From the line containing "No verification done." down to the last line of the data, output each line word for word and include nothing else.

____

PR #798, opened 2023-04-13
chore: replace references pointing to `npalm/` by `cattle-ops/`

kayman-mk:
## Description

This PR removes all references pointing at `npalm/` resources with `cattle-ops/` as the repository was moved some time ago and everything should point to the new destination.


kayman-mk:
The Megalinter will succeed as soon as #799 is merged.

The first commit is the "real" one. All others are dealing with linter issues.

npalm (approved):

PR #723, opened 2023-03-02
feat!: restructure module variables

kayman-mk:
## Description

Restructures all input variables of the agent and executor.

Closes #467 (add network_mode to docker.runner config)
Closes #513 (wait_for_services_timeout paramete)
Closes #819

## Migrations required

YES. Check the script in `/migrations/migrate-to-7-0-0.sh`.

PR #810, opened 2023-04-20
refactor!: group variables for better overview

kayman-mk:
## Description

Groups variables into objects to
- reduce the number of variables (currently 118)
- to gain a better overview of all configuration settings

Creates new groups of variables:
- `runner_manager` in case it configures the "main" process which sets the defaults for all runners
- `runner` in case it configures the runner created by the runner manager
- `runner_worker` in case it configures the docker/docker+machine or leave it as it is, if it is a global scope, e.g. common tags, the environment, ...

## Migrations required

Yes and a script is provided to do that. It covers 98% of all migrations (see migrations/migrate-to-7-0-0.sh)

## Verification


kayman-mk:
Branch is based on #757 Commits beginning from here are the relevant ones.

kayman-mk:
@npalm This one is ready now. It rewrites the complete `variables.tf` and restructures it. Could you please do a review here? Extensive tests still to be done. But I will do it on the target branch `refactor-variables` this PR points to. There are some other major changes pending.

#723

examples/runner-certificates/README.md
```diff
@@ -34,7 +34,7 @@ Create a PEM-encoded `.crt` file containing the public certificate of your Gitla
 module {
   ...
   # Public cert of my companys gitlab instance
-  runners_gitlab_certificate = file("${path.module}/my_gitlab_instance_cert.crt")
+  agent_gitlab_certificate = file("${path.module}/my_gitlab_instance_cert.crt")
```
npalm, line 37: Should this not be runner_gitlab.... ?

npalm (changes requested):
Looks in general good. Will run a check also locally.

npalm:
Scopting with refactor will not create a new release, and also will not be mentioned int he release note as far I know. Maybe better to just scope it as feat.

kayman-mk:
The `!` should be the solution as it creates a major release. Let me quickly check this.

kayman-mk:
@npalm The only problem I see, is, how to manually update the release docs. Tried some changes here and there, but Release-Please overwrites them. Any idea how to change the docs manually?

I would like to have a reference to the migration script at a prominent place.

examples/runner-certificates/README.md
kayman-mk: Thanks for pointing at this. I took the chance to validate all `README.md` files and found some other problems too. Fixed.

kayman-mk:
@npalm Rebasing is a pain here. Can we merge to target branch `kayma/group-variables` to start testing the v7 release?

kayman-mk:
Merged into the pre-release branch for testing.

PR #815, opened 2023-04-26
fix: remove explicit aws_s3_bucket_acl

### LINKED ISSUE #814: AccessControlListNotSupported: The bucket does not allow ACLs
# Describe the bug

When attempting to apply the `gitlab-runner` module, the creation of the `build_cache_acl` resource fails.

```bash
╷
│ Error: error creating S3 bucket ACL for production220111411-570948727822-gitlab-runner-cache-dqgh6n63: AccessControlListNotSupported: The bucket does not allow ACLs
│ 	status code: 400, request id: YCWBQCJFN3ND3QGF, host id: DToeb/qB4wpmHrMBT/SK7zt8/doNeP4vpKnfbo0gHaN4M/QKrW7LZazQpj7iS5fHwzvEBsOBYb8=
│ 
│   with module.runner.module.cache[0].aws_s3_bucket_acl.build_cache_acl,
│   on .terraform/modules/runner/modules/cache/main.tf line 41, in resource "aws_s3_bucket_acl" "build_cache_acl":
│   41: resource "aws_s3_bucket_acl" "build_cache_acl" {
│ 
╵
```

# To Reproduce

1. plan an entirely new runner module instantiation keeping the default of the cache bucket enabled.
2. try to apply that plan

# Expected behavior

The cache bucket ACL creates without error.

# Additional context

This is due to changes AWS applied to bucket security defaults in April 2023. See this related issue in the Terraform AWS provider for mitigation steps, specifically under the "Standalone aws_s3_bucket_acl resource with default security settings" heading: https://github.com/hashicorp/terraform-provider-aws/issues/28353

It looks like the private ACL resource could be removed completely, or an additional `aws_s3_bucket_ownership_controls` will be required as per the notes in the related issue.

ryancausey:
This resolves an issue related to the April 2023 S3 API changes. More info can be found here: https://github.com/hashicorp/terraform-provider-aws/issues/28353

Closes #814

## Description

Remove the explicit private ACL that leads to an error during the apply phase as with the new security defaults, it should no longer be needed. I'm not 100% on the implications of removing this resource for existing deployments, so if that's a concern we can go the route of adding the explicit `aws_s3_bucket_ownership_controls` resource as per the related issue.

## Migrations required

NO

## Verification

- Solves the issue in #814 using the recommendations from: https://github.com/hashicorp/terraform-provider-aws/issues/28353
- manually tested and checked that the cache is still accessible

### DIFF
--- a/modules/cache/main.tf
+++ b/modules/cache/main.tf
@@ -38,12 +38,6 @@ resource "aws_s3_bucket" "build_cache" {
   force_destroy = true
 }
 
-resource "aws_s3_bucket_acl" "build_cache_acl" {
-  bucket = aws_s3_bucket.build_cache.id
-
-  acl = "private"
-}
-
 resource "aws_s3_bucket_versioning" "build_cache_versioning" {
   bucket = aws_s3_bucket.build_cache.id
 


ryancausey:
/help: lint PR title check failing with Error: Resource not accessible by integration

ryancausey:
/help

lint PR title check failing with Error: Resource not accessible by integration

ryancausey:
@kayman-mk I tried this using `var.runners_executor = "docker"` and the cache gets deployed but I'm getting 403 errors when the runner tries to push or pull from the cache. I'm allowing the module to create the cache and I am not specifying my own nor am I using the shared cache.

It looks to me like the only place the `local.bucket_policy` gets attached to anything is in `resource "aws_iam_role_policy_attachment" "docker_machine_cache_instance"`. This appears to indicate that the bucket policy is never attached to the runner instance itself when not using `docker+machine`. Is this analysis correct?

I just wanted to confirm that I'm not missing something and that this isn't a side effect of removing the S3 bucket's private ACL resource.

ryancausey:
Looks to me like it is a separate issue so I opened #816 and #815.

kayman-mk (approved):
Thanks for your contribution.

PR #817, opened 2023-04-26
fix: allow s3 cache access for the "docker" runner executor

### LINKED ISSUE #816: 403 forbidden error when using cache with the "docker" runners executor
# Describe the bug

When using "docker" as the value for `var.runners_executor`, the runner is not able to access the S3 bucket created by default as a runner cache.

# To Reproduce

1. Plan a new instance of the runner using "docker" as the value for `var.runners_executor`.
2. Apply the resulting plan.
3. Trigger a GitLab pipeline that uses the newly deployed runner and attempts to pull from and push to the GitLab CI cache.

# Expected behavior

Pushing to and pulling from the cache should not result in a 403 forbidden error.

# Additional context

I believe the problem lies in that `resource "aws_iam_role_policy_attachment" "docker_machine_cache_instance"` is what attaches the bucket policy that allows access to the cache bucket, but it only does so if `var.runners_executor` is set to "docker+machine". I locally modified the code to remove this check and the runner was then able to access the cache normally.

ryancausey:
Closes #816

## Description

This fixes the "docker" runner executor not having access to the S3 bucket by always attaching the bucket policy if it exists.

## Migrations required

NO

## Verification

Ran changes locally and observed the issue was resolved with this change.

### DIFF
--- a/main.tf
+++ b/main.tf
@@ -545,7 +545,7 @@ resource "aws_iam_role_policy_attachment" "docker_machine_cache_instance" {
   /* If the S3 cache adapter is configured to use an IAM instance profile, the
      adapter uses the profile attached to the GitLab Runner machine. So do not
      use aws_iam_role.docker_machine.name here! See https://docs.gitlab.com/runner/configuration/advanced-configuration.html */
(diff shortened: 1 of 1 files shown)


kayman-mk:
Yes, we shouldn't exclude the `docker` executor here.

kayman-mk (approved):
Thanks for the quick fix you provided.

PR #821, opened 2023-04-27
chore: make the `runners_user_data` a sensitive output

kayman-mk:
## Description

Some credentials are leaking through the output `runners_user_data`. We don't want to see these in our pipeline logs.

## Migrations required

No

## Verification

No verification done.


npalm (approved):

kayman-mk:
Looks pretty strange, as `nonsensitive` was introduced here, but the PR title says `sensitive`.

____

▶ [Exercise solution]
No verification done.


npalm (approved):

kayman-mk:
Looks pretty strange, as `nonsensitive` was introduced here, but the PR title says `sensitive`.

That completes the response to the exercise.